Burlington, VT– Homelessness in Burlington is one of Mayor Miro Weinberger’s top concerns this summer as the city’s affordable housing shortage continues.
After a year of work and several delays, the ‘pod’ community on Elmwood Avenue is providing emergency shelter. But is it enough?
Weinberger says the project has so far “been a great success.”
Some shelter residents people have “stabilized their lives,” and found jobs, he said, and problems have been few and far between.
But the Mayor emphasized the pods are not the solution to the city’s housing crisis.
“We have an acute shortage of housing, and that has really worsened this long-standing challenge of the number of people unhoused in this community,” Weinberger says.
He notes that the warmer months typically bring more people to the streets. “We have seen some improvement, some drop in the numbers of what we call the chronically homeless population, so there’s some indication we are making progress on this issue,” notes Weinberger.
The Champlain Valley Office of Economic Opportunity expects an uptick this summer in people using its center in the Old North End, at 228 North Winooski Ave.
“The Community Resource Center really serves as a gathering place for people experiencing homelessness,” says Paul Dragon, the executive director of CVOEO.
The Resource Center has a number of services, including serving hot meals, access to mental and physical health programs, phones and computers, housing advocates to help people find shelter, and a food pantry.
But Dragon says capacity is an issue, as the center sees more people than originally planned for, noting 160 people at the center on an April day. Dragon wishes there was more space at the location to comfortably serve its visitors, but he assures the center is there to stay.
Weinberger notes it’s hard to predict the number of people living outside this summer, given the end to pandemic-era assistance programs at the state level.
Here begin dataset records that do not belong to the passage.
PR #1008, opened 2023-10-03
tc: Add some documentation to module items (Part 1)

kontheocharis:
This PR adds some documentation to the typechecking. Specifically it tackles the `lib`, `env`, `traits`, `tc` and `utils` modules. Next up, I will add docs to `operations` and `errors`

This also renames some items to a better suited name, and removes unused code.

### DIFF
--- a/compiler/hash-typecheck/src/options/normalisation.rs
+++ b/compiler/hash-typecheck/src/options/normalisation.rs
@@ -10,9 +10,11 @@ use crate::errors::TcError;
 /// A signal which can be emitted during normalisation.
 #[derive(Debug, Clone, From)]
 pub enum NormaliseSignal {
-    /// A `LoopControlTerm::Break` was encountered in a loop.
+    /// A [`LoopControlTerm::Break`](hash_tir::tir::LoopControlTerm::Break) was
+    /// encountered in a loop.
     Break,
-    /// A `LoopControlTerm::Continue` was encountered in a loop.
+    /// A [`LoopControlTerm::Continue`](`hash_tir::tir::LoopControlTerm::Continue`) was encountered in a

Dragon says the state is discontinuing its hotel voucher program, which impacted 1,800 households.
“A good majority of them are going to be leaving that hotel program, and we assume some will be coming with no place else to go. So, it is worrisome that our space is already kind of at its limit,” says Dragon.
Weinberger touts his 10-point housing action plan, as he says ending homelessness is one of his goals.
“I do want people to know that we are putting a great effort into ensuring that downtown Burlington is, as it has been for decades, this welcoming, inclusive place where everyone feels a sense of belonging. It wasn’t always that last summer in 2022, and we want this year to be very different, and I would say this year in the early weeks of the spring that’s succeeding,” says Weinberger.
The Mayor adds that the City of Burlington is also working to reduce the need for emergency shelters as a whole.